_EXERCISE INSTRUCTIONS_.
Among the lines of data below, reproduce only those from the one with "-110,7 +110,12 @@" through the one with "all products are)", exactly as they stand, both ends included.

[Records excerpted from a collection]
PR #2145, opened 2021-09-08
Speed up `mast.Observations.get_cloud_uris()`

barentsen:
When using `astroquery.mast`, it is currently very slow to download multiple data products in cloud-enabled mode.

The main reason for the poor performance is that the `Observations.get_cloud_uris()` helper method is very slow at retrieving AWS S3 URIs.  For example, the following example requires >2 minutes to obtain URIs for 186 data products:

Screen Shot 2021-09-07 at 5 44 33 PM

This is unfortunate because slow data access makes the cloud-enabled mode less attractive.

The main reason `Observations.get_cloud_uris()` is slow is because every data products triggers a separate HTTP request to MAST's `path_lookup` API via the `astroquery.mast.utils.mast_relative_path()` helper function.

This PR proposes to modify these functions such that MAST's `path_lookup` API is called in chunks of 50 products at once, allowing `Observations.get_cloud_uris()` to execute much faster.  For example, the demo above is ~7x faster when using this PR branch:

Screen Shot 2021-09-07 at 6 02 26 PM

(Note: the remaining 20s used by `get_cloud_uris()` is spent polling every cloud URI to verify that it exists before returning it to the user, because not every MAST product is mirrored in the cloud.  This will be harder to speed up, but fortunately this may be fast when running in the cloud.)

### DIFF
--- a/astroquery/mast/cloud.py
+++ b/astroquery/mast/cloud.py
@@ -113,7 +113,7 @@ class CloudAccess:  # pragma:no-cover
 
         # Making sure we got at least 1 URI from the query above.
         if uri_list[0] == None:
-            raise InvalidQueryError("No products found on the cloud for this query.")
+            warnings.warn("Unable to locate file {}.".format(data_product), NoResultsWarning)
         else:
             # Output from ``get_cloud_uri_list`` is always a list even when it's only 1 URI
             return uri_list[0]
--- a/astroquery/mast/cloud.py
+++ b/astroquery/mast/cloud.py
@@ -14,7 +14,7 @@ from astroquery import log
 from astropy.utils.console import ProgressBarOrSpinner
 from astropy.utils.exceptions import AstropyDeprecationWarning
 
-from ..exceptions import NoResultsWarning
+from ..exceptions import NoResultsWarning, InvalidQueryError
 
 from . import utils
 
@@ -110,7 +110,12 @@ class CloudAccess:  # pragma:no-cover
         """
 
         uri_list = self.get_cloud_uri_list(data_product, include_bucket=include_bucket, full_url=full_url)
-        return uri_list[0]
+
+        # Making sure we got at least 1 URI from the query above.
+        if len(uri_list) == 0:
+            raise InvalidQueryError("No products found on the cloud for this query.")
+        else:
+            return uri_list[0]
 
     def get_cloud_uri_list(self, data_products, include_bucket=True, full_url=False):
         """
@@ -142,14 +147,9 @@ class CloudAccess:  # pragma:no-cover
 
         uri_list = []
         for path in paths:
-
             if path is None:
                 uri_list.append(None)
-            elif 'galex' in path:
-                path = path.lstrip("/mast/")
             else:
-                path = path.lstrip("/")
-
                 try:
                     # Use `head_object` to verify that the product is available on S3 (not all products are)
                     s3_client.head_object(Bucket=self.pubdata_bucket, Key=path)
--- a/astroquery/mast/cloud.py
+++ b/astroquery/mast/cloud.py
@@ -14,7 +14,7 @@ from astroquery import log
 from astropy.utils.console import ProgressBarOrSpinner
 from astropy.utils.exceptions import AstropyDeprecationWarning
 
-from ..exceptions import NoResultsWarning, InvalidQueryError
+from ..exceptions import NoResultsWarning
 
 from . import utils
 
@@ -109,30 +109,8 @@ class CloudAccess:  # pragma:no-cover
             found in the cloud, None is returned.
         """
 
-        s3_client = self.boto3.client('s3', config=self.config)
-
-        path = utils.mast_relative_path(data_product["dataURI"])
-        if path is None:
-            raise InvalidQueryError("Malformed data uri {}".format(data_product['dataURI']))
-
-        if 'galex' in path:
-            path = path.lstrip("/mast/")
-        else:
-            path = path.lstrip("/")
-
-        try:
-            s3_client.head_object(Bucket=self.pubdata_bucket, Key=path)
-            if include_bucket:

_FINISHED TASK_.
@@ -110,7 +110,12 @@ class CloudAccess:  # pragma:no-cover
         """
 
         uri_list = self.get_cloud_uri_list(data_product, include_bucket=include_bucket, full_url=full_url)
-        return uri_list[0]
+
+        # Making sure we got at least 1 URI from the query above.
+        if len(uri_list) == 0:
+            raise InvalidQueryError("No products found on the cloud for this query.")
+        else:
+            return uri_list[0]
 
     def get_cloud_uri_list(self, data_products, include_bucket=True, full_url=False):
         """
@@ -142,14 +147,9 @@ class CloudAccess:  # pragma:no-cover
 
         uri_list = []
         for path in paths:
-
             if path is None:
                 uri_list.append(None)
-            elif 'galex' in path:
-                path = path.lstrip("/mast/")
             else:
-                path = path.lstrip("/")
-
                 try:
                     # Use `head_object` to verify that the product is available on S3 (not all products are)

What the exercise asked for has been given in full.